Organic compound synthesis using AI-guided robotics platform

Organic compound synthesis using AI-guided robotics platform

A cross-disciplinary team of researchers have published details of an artificial intelligence (AI) guided robotic platform for flow synthesis of small molecule organic compounds. The paper appeared in the  issue of Science.

While small organic molecules are essential for many disciplines including drug discovery, the identification and development of synthetic routes creates a bottleneck due to the need for time-consuming manual tasks and lengthy design-synthesize-test iterations. Despite the availability of laboratory automation, experimental synthesis platforms still require manual configuration by expert chemists.

In this publication, the authors describe the development and use of a platform that combines artificial intelligence-driven synthesis planning, flow chemistry and a robotically controlled experimental platform to minimize the need for human intervention in the synthesis process from ideation through to manufacturing. Synthetic routes are proposed through generalization of millions of published chemical reactions and validated in silico to maximize the likelihood of success. Additional implementation details are determined by expert chemists and recorded in recipe files, which are executed by a modular continuous-flow platform that is automatically reconfigured by a robotic arm to set up the required unit operations and carry out the reaction.

To execute these syntheses, a robotic arm assembles modular process units (reactors and separators) into a continuous flow path according to the desired process configuration defined in the CRF. The robot also connects reagent lines and computer-controlled pumps to reactor inlets through a fluidic switchboard. When that is completed, the system primes the lines and starts the synthesis. After a specified synthesis time, the system flushes the lines with a cleaning solvent, and the robotic arm disconnects reagent lines and removes process modules to their appropriate storage locations.

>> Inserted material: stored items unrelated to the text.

PR #63, opened 2020-11-16
AB#328 : Add /recover API endpoint

Nirusu:
Short overview:
- Add /recover API endpoint to set a new encryption key, in case the sealed state cannot be decrypted successfully with the key stored on disk
- When in "recovery" mode, the user can either upload a new valid encryption key (raw), or upload a new manifest 
- For how to use the recovery features, see [docs/recovery.md](https://github.com/edgelesssys/marblerun/blob/recovery_new/docs/recovery.md)
- When, instead of recovering the old key, a new manifest is set, we generate a new key automatically as the old one is likely botched and unusable.

Open questions:
- Is the way loadState(dnsName) is initiated by the recovery API endpoint okay? loadState takes dnsName as a parameter in case the it has to generate a new certificate. Right now, when calling from the /recover endpoint, it will use `nil` as parameter and inside loadState, we check for nil to see if we're stuck in recovery.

This paradigm of flow chemistry development was demonstrated for a suite of 15 medicinally relevant small molecules. In order of increasing complexity, the authors investigated the synthesis of aspirin and secnidazole run back to back; lidocaine and diazepam run back to back to use a common feedstock; (S)-warfarin and safinamide to demonstrate the planning program’s stereochemical awareness; and two compound libraries: a family of five ACE inhibitors including quinapril and a family of four nonsteroidal anti-inflammatory drugs including celecoxib. These targets required a total of eight particular retrosynthetic routes and nine specific process configurations.

"One of the major challenges in automating small molecule synthesis is the diversity of organic reactions and the difficulty in finding compatible reaction conditions to support multistep synthesis. Additionally, creating a system capable of supporting the range of reaction conditions in terms of temperatures, pressures and chemical compatibilities poses a serious engineering challenge," said a co-first author on the Science publication.